Wien - Österreich ist im internationalen Standort-Ranking der deutschen Bertelsmann-Stiftung vom Sommer 2005 zwar leicht zurückgefallen, liegt aber noch im oberen Mittelfeld. Ein gutes Zeugnis stellt der Standort-Check vor allem dem flexiblen österreichischen Arbeitsmarkt sowie der Wachstumspolitik aus. Kritisch sehen die Ökonomen der Bertelsmann-Stiftung den aufgeblähten öffentlichen Sektor sowie die Staatsverschuldung.
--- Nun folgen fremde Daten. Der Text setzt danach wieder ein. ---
PR #37, opened 2019-07-18
Ap 768 convert dependants controller to APIPIE

willc-work:
## What

[Link to story](https://dsdmoj.atlassian.net/browse/AP-768)

Converts the dependants controller to use apipie rather than the JSON schema, I had to add ```active_model_serializer``` gem to be able to display the attributes [```:date_of_payment```, ```amount```] nested under ```dependant_income_receipts```.

## Checklist


spec/requests/dependants_spec.rb
```diff
@@ -4,59 +4,125 @@
...
+      before { post assessment_dependants_path(assessment), params: request_payload.to_json, headers: headers }
+
+      it 'returns http unprocessable entity' do
+        expect(response).to have_http_status(:unprocessable_entity)
+      end
+
+      it 'returns error payload' do
+        expect(parsed_response[:success]).to eq(false)
+        expect(parsed_response[:errors]).to_not be_empty
       end
```
stephenrichards: I don't think testing that there are errors is enough - we should test for the error message we are expecting, otherwise it may be failing for some reason we don't know about

spec/requests/dependants_spec.rb
```diff
@@ -4,59 +4,125 @@
...
+
+      it 'returns an error and is shown in apidocs', :show_in_doc do
         expect(response).to have_http_status(:unprocessable_entity)
       end
 
       it 'returns error payload' do
         expect(parsed_response[:success]).to eq(false)
-        expect(parsed_response[:objects]).to eq(nil)
-        expect(parsed_response[:errors]).to match_array(%w[error_1 error_2])
+        expect(parsed_response[:errors]).to_not be_empty
```
stephenrichards: Same re testing for the expected error message

spec/requests/dependants_spec.rb
```diff
@@ -4,59 +4,125 @@
...
       end
 
+      it 'errors and is shown in apidocs', :show_in_doc do
+        expect(response).to have_http_status(422)
+      end
+
       it 'returns error payload' do
-        expect(parsed_response[:errors]).not_to be_empty
+        expect(parsed_response[:success]).to eq(false)
+        expect(parsed_response[:errors]).to_not be_empty
```
stephenrichards: same re testing for the expected errror message

PR #43, opened 2019-07-24
AP-641 identify frequency of payments

reggieb:
[Jira AP-641](https://dsdmoj.atlassian.net/browse/AP-641)

This adds a `payment_pattern` class method to `BenefitReceipt` and `WageSlip`, together with a `time_series` scope option. With this in place, the payment patterns for an assessment can be determined via:

- `assessment.benefit_receipts.payment_pattern`
- `assessment.wage_slips.payment_pattern`

`payment_pattern` returns one of `:monthly`, `:weekly`, `:two_weekly`, `:four_weekly`, `:unknown` depending on the sequence of payment dates.

Also the slope calculation has been split out from `PaymentPeriodAnalyser` and a system added that allows better analysis of data sequences that straddle the month end. Also constants have been added to `PaymentPeriodAnalyser` to aid adjustment of the values at a later date.

### DIFF
--- a/app/models/benefit_receipt.rb
+++ b/app/models/benefit_receipt.rb
@@ -6,6 +6,15 @@ class BenefitReceipt < ApplicationRecord
 
   validate :payment_date_cannot_be_in_future
 
+  scope :time_series, -> { pluck(:payment_date, :amount).to_h.transform_keys(&:to_time) }
+
+  scope :payment_pattern, -> do
+    return :no_data unless time_series.present?
+
+    analyser = PaymentPeriodAnalyser.new(time_series)
+    analyser.period_pattern
+  end
+
   def payment_date_cannot_be_in_future
     errors.add(:base, 'Benefit payment date cannot be in the future') if payment_date > Date.today
   end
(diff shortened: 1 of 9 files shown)


app/models/benefit_receipt.rb
```diff
@@ -1,5 +1,8 @@
 class BenefitReceipt < ApplicationRecord
   extend EnumHash
+  extend PaymentPatternConcern
+  define_payment_pattern
```
reggieb: Not too sure about this method name. `has_payment_pattern` seemed a better fit, but rubocop complained.

app/services/date_slope.rb
```diff
@@ -0,0 +1,73 @@
...
+  def days
+    @days ||= DescriptiveStatistics::Stats.new(dates.map(&:day))
+  end
+
+  def normalized_days
+    @normalized_days ||= DescriptiveStatistics::Stats.new(days_at_beginning_bump_to_previous_month)
+  end
+
+  def best_match_days
+    return days if days.range < 10
```
Kalagan: what's the meaning of `10` ?

reggieb: Good point - I've moved this (and the other 10) out to constants with comments

PR #46, opened 2019-07-26
AP-786 Amend NonLiquidCapitalAssessment service

mpw5:
## What

[Link to story](https://dsdmoj.atlassian.net/browse/AP-785)

Refactor the `NonLiquidCapitalAssessment` service to use data from the database and not the JSON struct.

- Accept `assessment_id` rather than JSON struct in `initializer`
- Use the `Assessment` object to retrieve `non_liquid_assets` data

This PR doesn't change the DisposableCapitalAssessment service which calls NonLiquidCapitalAssessment. That will be handled in a separate story (AP-784).

## Checklist

### DIFF
--- a/app/models/dated_struct.rb
+++ b/app/models/dated_struct.rb
@@ -13,9 +13,12 @@ class DatedStruct < OpenStruct
     end
   end
 
+  # TODO: remove this method (or even the whole class) once all reference to it has been removed from other services
+  # :nocov:
   def []=(name, value)
     modifiable?[new_ostruct_member!(name)] = value_or_time(value)
   end
+  # :nocov:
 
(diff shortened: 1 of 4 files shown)


app/models/dated_struct.rb
```diff
@@ -13,9 +13,11 @@ def initialize(hash = nil, options = {})
     end
   end
 
+  # :nocov:
   def []=(name, value)
     modifiable?[new_ostruct_member!(name)] = value_or_time(value)
   end
+  # :nocov:
```
stephenrichards: let's put a # TODO to remind us to remove this method once all reference to it has been removed from other services.

PR #49, opened 2019-07-31
Ap 789 vehicle assessment service db

mpw5:
## What

[Link to story](https://dsdmoj.atlassian.net/browse/AP-759)

Refactor the `VehicleAssessment` service to use data from the database and not the JSON struct.

* Accept an `Assessment` instance rather than JSON struct in `initializer`
* Use the `Assessment` object to retrieve `Vehicle` data
* Fix bug in `assessment_factory` by switching to `Faker` to generate IP addresses

## Checklist

### DIFF
--- a/app/services/base_workflow_service.rb
+++ b/app/services/base_workflow_service.rb
@@ -28,4 +28,8 @@ class BaseWorkflowService
   def additional_properties
     @additional_properties ||= @assessment.properties.where(main_home: false)
   end
+
+  def vehicles
+    @vehicles ||= @assessment.vehicles
+  end
 end
--- a/app/services/workflow_service/vehicle_assessment.rb
+++ b/app/services/workflow_service/vehicle_assessment.rb
@@ -1,23 +1,21 @@
 module WorkflowService
-  class VehicleAssessment
-    def initialize(vehicles, submission_date)
-      @vehicles = vehicles
-      @submission_date = submission_date
-      @response = []
-    end
-
+  class VehicleAssessment < BaseWorkflowService
     def call
-      @vehicles.each { |v| assess(v) }
+      vehicles.each { |v| assess(v) }
       @response
     end
 
     private
 
+    def response
+      @response ||= []
+    end
+
     def assess(vehicle)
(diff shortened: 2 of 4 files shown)


app/services/base_workflow_service.rb
```diff
@@ -28,4 +28,8 @@ def main_home
   def additional_properties
     @additional_properties ||= @assessment.properties.where(main_home: false)
   end
+
+  def vehicles
+    @vehicles || @assessment.vehicles
```
Kalagan: Did you mean to write `||=`?
Although this memoization and most of the others in this file are not needed because ActiveRecord already caches the result.
If you call `assessment.vehicles` twice, only the first query is made to the DB and the result is cached.
That's why we often use `.reload` in the specs to force re-fetching the records.

So then the method becomes:
```ruby
def vehicles
  @assessment.vehicles
end
```

And then this can be replaced by adding an attribute and a delegate:
```ruby
class BaseWorkflowService
  attr_reader :assessment

  delegate :vehicles, to: :assessment

  def initialize(assessment)
    @assessment = assessment
```
Which is nicer in my opinion.
If we go that route, then we might as well do it for the other methods!

```ruby
class BaseWorkflowService
  attr_reader :assessment

  delegate :applicant, :submission_date, :bank_accounts, :non_liquid_assets, :result, :main_home, :additional_properties, :vehicles, to: :assessment

  def initialize(assessment)
    @assessment = assessment
    @calculation_period = CalculationPeriod.new(submission_date)
  end
end
```
```ruby
class Assessment < ApplicationRecord
  ...

  def main_home
    @main_home ||= properties.find_by(main_home: true)
  end

  def additional_properties
    @additional_properties ||= properties.where(main_home: false)
  end
```

But this is not at all the subject of this PR so please don't worry about it 😂 
We can refactor later.
You can just add the missing `=` or remove the `@vehicles || `

mpw5: Thanks. Good suggestions. I've add the `=` for now to keep it consistent with the other methods. I'll refactor it later.

PR #55, opened 2019-08-01
Fix failing capital spec

mpw5:
## What
The `capitals_creation_service_spec` randomly fails. This is due to the use of `Faker::Bank.name` to create bank account names. There is only a small pool of bank names to select from so occasionally both accounts are created with the same name, leading to failures when `find_by!(name: bank_account[:name])` is executed.

I've fixed this by adding `Faker::Bank.account_number` to the name created by FactoryBot, which should hopefully result in unique names always being created.

## Checklist

### DIFF
--- a/spec/factories/bank_account_factory.rb
+++ b/spec/factories/bank_account_factory.rb
@@ -1,7 +1,7 @@
 FactoryBot.define do
   factory :bank_account do
     assessment
-    name { Faker::Bank.name }
+    name { "#{Faker::Bank.name} #{Faker::Bank.unique.account_number}" }
     lowest_balance { Faker::Number.decimal(4, 2).to_f }
   end
 end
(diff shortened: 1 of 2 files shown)


Kalagan:
An another way to make it unique is to use FactoryBot's sequence:
```
sequence(:name) { |n| "#{Faker::Bank.name} #{n}" }
```
`n` is incremented each time

mpw5:
> You could use `"#{Faker::Bank.name} #{Faker::Bank.unique.account_number}"` to be sure it's unique and avoid the 22 limit.
> `account_number` seems to have much more unique values. (https://github.com/stympy/faker/blob/8eff383dfe8a05f9f896f1bad13b2c66733fdb6a/lib/faker/default/bank.rb#L8)

I wasn't aware of the `unique` attribute for Faker. I've added that to the spec. That should give us more than enough names for our tests.

PR #64, opened 2019-08-06
Align dependant model with real data

Kalagan:
## What

Add missing dependant's attributes and replace the array of incomes with a simple `monthly_income` attribute.
As agreed with Stephen and Dave

## Checklist


app/models/dependant.rb
```diff
@@ -1,7 +1,10 @@
 class Dependant < ApplicationRecord
   belongs_to :assessment
-  has_many :dependant_income_receipts
-  accepts_nested_attributes_for :dependant_income_receipts
+
+  enum relationship: {
+    child_relative: 'child_relative'.freeze,
+    adult_relative: 'adult_relative'.freeze
+  }
```
reggieb: You could use `enum_hash_for` here:
```ruby
enum relationship: enum_hash_for(:child_relative, :adult_relative)
```

Kalagan: Good point. I saw you added this the other day. Thanks for the reminder

reggieb: It might be worth updating `enum_hash_for` so that it freezes the created strings.

PR #69, opened 2019-08-20
AP-885 Refactor to hold results and interim calculations in DB

stephenrichards:
## Refactor to hold results and interim calculations in database

[Link to story](https://dsdmoj.atlassian.net/browse/AP-885)

- Major refactor to make a new `CapitalSummary` model which will hold summary results from the capital assessment
- Created `capital_items` table to hold `LiquidCapitalItem` and `NonLiquidCapitalItem` records which all belong to the `CapitalSummary`
- Replaced the `NonLiquidCapitalAsset` model with the `NonLiquidCapitalItem`model
- Replaced the `BankAccount` model with the `LiquidCapitalItem` model
- Added interim result fields to the `Property`, `Vehicle` models
- Deleted the `Result` model - results and interim results will be stored on the models to which they relate, and summarised in the `CapitalSummary`
- Removed code relating to Income - this was written using the JSON structure and is not required for launch (passported only)
- Amended the Vehicle, Property, Liquid and NonLiquid Capital Assessment services to write interim results to the new fields on the respective record, rather than a catch-all Result model
- Removed code in `VehiclesAssessment` service that applied a discount to older vehicles (no longer required), and associated config data from the Thresholds configuration files
- Moved most of the assessment logic from the service to the Property, Vehicle models, so that the services just deal with iterating through the collection of records rather than performing the calculations.
- Removed `LegacyBaseWorkflow` service (used only during the transition from JSON payload rather than database)
- Added more detailed API documentation  for the Capitals, Applicant and Assessment endpoints
- changed Capitals payload to be just two arrays - one for liquid capital and one for non-liquid capital
- Re-instatated the specs that had been marked as pending while the refactor took place

## What has *not* been done

- Standardised a response layout, in particular how to render associated objects
- The final Disposable Capital Assessment that will work out whether the applicant is eligible, not eligible, or eligible with a contribution (and work out what that contribution is)

## Checklist


app/controllers/assessments_controller.rb
```diff
@@ -1,7 +1,31 @@
...
+      This endpoint should be called first to create an Assessment. Then using the
+      assessment_id returned by this call, other resources should be called to build
+      up the complete set of data relating to the assessment:
+
+        POST /assessments/:assessment_id/applicant      # adds data about the applicant
+        POST /assessments/:assessment_id/capitals       # adds data about liquid assets (i.e. bank accounts) and
+                                                        # non-liquid assets (valuable items, trusts, etc)
+        POST /assessments/:assessment_id/properties     # adds data about properties owned by the applicant
+        POST /assessments/:assessment_id/vehicles       # adds data about vehicles owned by the applicant
+        POST /assessments/:assessment_id/dependants     # adds data about any dependents the applicant may have
```
mpw5: `dependents` in the comment should be `dependants`

app/controllers/assessments_controller.rb
```diff
@@ -1,7 +1,31 @@
...
+        POST /assessments/:assessment_id/incomes        # adds data about any income the applicant may have
+
+      Once all the above calls have been made to build up a complete picture of the applicant's assets and income
+      the followin call should be made to perform the assessment and get the result:
```
mpw5: Missing `g` at the end of `followin`

app/controllers/assessments_controller.rb
```diff
@@ -1,7 +1,31 @@
...
+
+        GET /assessment/:assessment_id
+
+    END_OF_TEXT
+  end
   api :POST, 'asssessments', 'Create asssessment'
```
mpw5: It wasn't changed in this PR, but both `asssesments` on this line contain an extra `s`

app/services/workflow_service/property_assessment.rb
```diff
@@ -2,60 +2,70 @@ module WorkflowService
...
+      Threshold.value_for(:property_notional_sale_costs_percentage, at: @submission_date) / 100.0
     end
 
-    def assessed_capital_value(assessment:)
-      [0, (assessment.net_equity_value - assessment.property_disregard).round(2)].max
+    def percentage_owned(property)
+      property.percentage_owned / 100.0
+    end
+
+    def asssessed_equity(property)
```
mpw5: Three `s`s in `asssessed`

spec/services/capitals_creation_service_spec.rb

Vereinfachung des Steuerrechts

Als weitere Schritte in der Wirtschaftspolitik seien neben der Konsolidierung der Staatsfinanzen eine Vereinfachung des Steuerrechts sowie die Schaffung stärkerer Beschäftigungsanreize zusammen mit einer verbesserten Integration älterer Arbeitnehmer in den Arbeitsmarkt notwendig, heißt es in einer Pressemitteilung von heute, Dienstag. Die Möglichkeiten zur Frühpension sollten im Rahmen der Pensionsreform weiter konsequent eingeschränkt werden. Zudem sollte die Koppelung der Löhne und Gehälter an das Lebensalter abgeschafft werden. Insgesamt seien in Österreich aber bereits wichtige Weichen für nachhaltiges Wachstum und ein Bestehen im schärfer werdenden internationalen Wettbewerb gestellt worden. Österreich habe gute Chancen, einer der Gewinner der EU-Erweiterung zu werden. Voraussetzung sei aber, dass der Reformeifer nicht erlahme.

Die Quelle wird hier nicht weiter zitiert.